*** Block opens ***
PR #7807, opened 2026-06-17
Claude suggestions

### LINKED ISSUE #7808: 2x Improvement requests for the storage migration endpoint
I have been using the storage migrate endpoint to switch from OCI storage to S3.
While it worked okay for small domains, when I hit a domain with more artifacts (160K), some flaws popped up. 
- The migration running artifact by artifact is slow for big domain. Some concurrency might be helpful. 
- The migration is currently "locking" the whole domain for the duration of it. Which for bigger domains becomes service affecting, not being able to perform anything for 24 hours for example. 

I created this draft PR. Feel free to close it if you find the approach bad, it's just something that Claude suggested. https://github.com/pulp/pulpcore/pull/7807

YasenT:
These are some ideas that Claude came with to speed up the migration of big domains
Raising it just as an idea, in relation to an issue which I am also opening.

### DIFF
--- a/pulpcore/app/tasks/migrate.py
+++ b/pulpcore/app/tasks/migrate.py
@@ -1,6 +1,8 @@
 import logging
+from concurrent.futures import ThreadPoolExecutor, as_completed
 from gettext import gettext as _
 
+from django.conf import settings
 from django.utils.timezone import now
 from rest_framework.serializers import ValidationError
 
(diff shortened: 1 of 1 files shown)


pulpcore/app/tasks/migrate.py
```diff
@@ -10,6 +12,35 @@
 
 _logger = logging.getLogger(__name__)
 
+MIGRATION_WORKERS = getattr(settings, "MIGRATION_WORKERS", 8)
```
dralley, line 15: I would call it `BACKEND_MIGRATION_WORKERS` or something, this is quite general and potentially misleading

dralley:
The strategy looks reasonable, fix the lint warnings though

PR #1721, opened 2016-11-22
Relocate the jawn-based ejson.Json parser to ejson package

wemrysi:


paulp:
Can this one also be moved? 
```scala
  object JsonParser extends SupportParser[Data] {
    implicit val facade: Facade[Data] =
      new SimpleFacade[Data] {
        def jarray(arr: List[Data])         = Data.Arr(arr)
        def jobject(obj: Map[String, Data]) = Data.Obj(ListMap(obj.toList: _*))
        def jnull()                         = Data.Null
        def jfalse()                        = Data.False
        def jtrue()                         = Data.True
        def jnum(n: String)                 = Data.Dec(BigDecimal(n))
        def jint(n: String)                 = Data.Int(BigInt(n))
        def jstring(s: String)              = Data.Str(s)
      }
  }
```

wemrysi:
@paulp Yessir.

wemrysi:
@paulp Ready for another look.

paulp:
Looks great thanks. I'll merge.

PR #1726, opened 2016-11-28
Notify when `sparkcore` tests are being skipped

jedesah:
I am still not a fan of an environment variable being used for tests outside of integration, but at least with this it will be more obvious to developers that the tests are indeed being skipped.


jedesah:
I think @rabbitonweb might be on vacation or something, so will assign someone else in the interest of shorting open PR time.

wemrysi:
@jedesah LGTM, needs a merge from master. I'll merge once that's done and green.

PR #1733, opened 2016-11-29
CB: Document known limitations

drostron:


drostron:
Just noticed I missed the MarkLogic mount header.

drostron:
@sellout Ready

PR #1734, opened 2016-11-29
CB: Retrieve queryTimeout from connectionUri params

drostron:


couchbase/src/main/scala/quasar/physical/couchbase/fs/package.scala
```diff
@@ -66,31 +66,40 @@ package object fs {
...
     val cbCtx: DefErrT[Task, Context] =
       for {
         uri     <- liftDT(
                      Uri.fromString(connectionUri.value).leftMap(_.message.wrapNel)
                    )
+        params  <- liftDT((
+                     uri.params.get("username").toSuccessNel("No username in ConnectionUri") |@|
+                     uri.params.get("password").toSuccessNel("No password in ConnectionUri") |@|
+                     (
+                       uri.params.get("queryTimeout") ∘ (s => parseLong(s)) | 300L.success
```
alissapajer: Is the `300L` here the default timeout (in seconds)? That might be more clear if that were pulled out as `val defaultTimeout: Long = 300`.

drostron: How about switching the param to "queryTimeoutSeconds"?

alissapajer: I think putting "Seconds" (or just "Secs") at the end of the name of the param would make the units part more clear.

I also was suggesting moving the default out as a `val` so it's clear when reading the the code that it's the default value. I was thinking that it would be easier to change its value in the future if you didn't have to look into the middle of a line of code to find it.

drostron: Sounds good. I'll go with "queryTimeoutSecs" and pull the default out as a `val`.

couchbase/src/main/scala/quasar/physical/couchbase/fs/package.scala
```diff
@@ -42,6 +42,8 @@ import scalaz.concurrent.Task
 package object fs {
   val FsType = FileSystemType("couchbase")
 
+  val defaultQueryTimeout: Duration = Duration.ofSeconds(300)
```
alissapajer: :+: even better using `Duration`!

alissapajer:
LGTM - will merge when green

alissapajer:
@drostron `revision.md` is in the wrong directory

drostron:
Oh wow, that's a new one — foiled by the save dialog. @alissapajer should be good now.

Issue #1729, opened 2016-11-28
Eliminate usage of org.threeten.bp


paulp:
Since quasar requires java8 this library is buying us nothing except a lot of otherwise unnecessary code and error prone conversions.

One might be tempted to use implicits and convert between the various similar types, but this turns out to be a lot less trivial than one might anticipate. Just switching to `java.time` is a better use of effort.

jdegoes:
👍 This would most likely be a 10% time project.

paulp:
It turned out to be almost painless. Merged in 79ca389b33.

PR #1737, opened 2016-11-30
Eliminate dependency on org.threeten.bp.

paulp:
Since we require java 8 now, the library serves no purpose.


paulp:
#1729. It turned out to be only very slightly more effort than a search-and-replace to switch. I've spent 10x that much time looking up how to convert between the types already.

PR #1742, opened 2016-12-01
Support arbitrary XML children when decoding XML as 'Data'

wemrysi:
This fixes decoding of XML to `Data` when "encoded" elements (i.e. those that are faithful representations of `Data` values in XML) contain arbitrary XML. This arises, for example, when maps or arrays are constructed as part of a query with arbitrary values projected from documents at their leaves.


marklogic/src/test/scala/quasar/physical/marklogic/xml/ToDataSpec.scala
```diff
@@ -69,6 +69,18 @@ class ToDataSpec extends quasar.Qspec {
...
+
+      "element with just attributes" in {
+        val sample = <foo type="baz" quux="bar" />
+        val expected = Obj(
+          "foo" -> Obj(
+            "_attributes" -> Obj(
+              "type" -> Str("baz"),
+              "quux" -> Str("bar")
+            ),
+            "_text" -> Str("")))
```
sellout: So, these underscored things generated by the connector should be formatted according to the EJson spec – `_xml.attributes` (or `_ml.` or something). Also, we’ll eventually want attributes to be stored in the metadata once the connector is using EJson instead of Data, right?

So then we’d have something like
```
{ "foo": "" } @ { "_xml.attributes": { "type": "baz", "quux": "bar" } }
```
right?

sellout: A different approach might be to have an encoding of XML (all of it! 😆) inside EJson, so then something like
```
{ "tag": "foo",
  "attributes": { "type": "baz", "quux": "bar" },
  "content": { "text": "" }
} @ { "_ejson.type": "_xml.element" }
```
Not that I like that better – I think the less special processing the better – mapping as much to EJson as possible seems good, with namespaced metadata at the parts that need it.

So, a simpler encoding than the first one could even have `"type"` and `"quux"` directly as metadata, rather than under `"_xml.attributes"` perhaps.

wemrysi: Yes, we'll want to leverage `EJson`'s metadata for attributes once they're available, I'd prefer attempting the direct approach first.

I'll update the synthetic keys to use the `_xml.` prefix, I didn't realize there was any specification regarding those. Is the spec available anywhere?

PR #1743, opened 2016-12-01
[1706] Make an array when a projection results in multiple items.

### LINKED ISSUE #1706: Treat multiple child elements having the same name as an array
In addition to synthesized arrays and treating all children of an element as an array, we also need to treat multiple elements with the same name as an array.

If there are three child elements named `foo` and `foo` is then projected, the result should be an array of three elements.

wemrysi:
It is common in XML for an element to have multiple child elements with the same name, when such an element is projected in a query the result should be an array of all the matching elements. This adds support to the MarkLogic planner to support this behavior.

Fixes #1706.

### DIFF
--- a/CHANGELOG/revision.md
+++ b/CHANGELOG/revision.md
@@ -1,0 +1,1 @@
+- [1706] Make an array when a projection results in multiple items.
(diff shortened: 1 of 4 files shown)


wemrysi:
@drostron Same here, about time I started addressing these, more to come!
*** Block closes ***
Copy out the lines of the records above in which the string "results" appears.

* **Response area**
[1706] Make an array when a projection results in multiple items.
+- [1706] Make an array when a projection results in multiple items.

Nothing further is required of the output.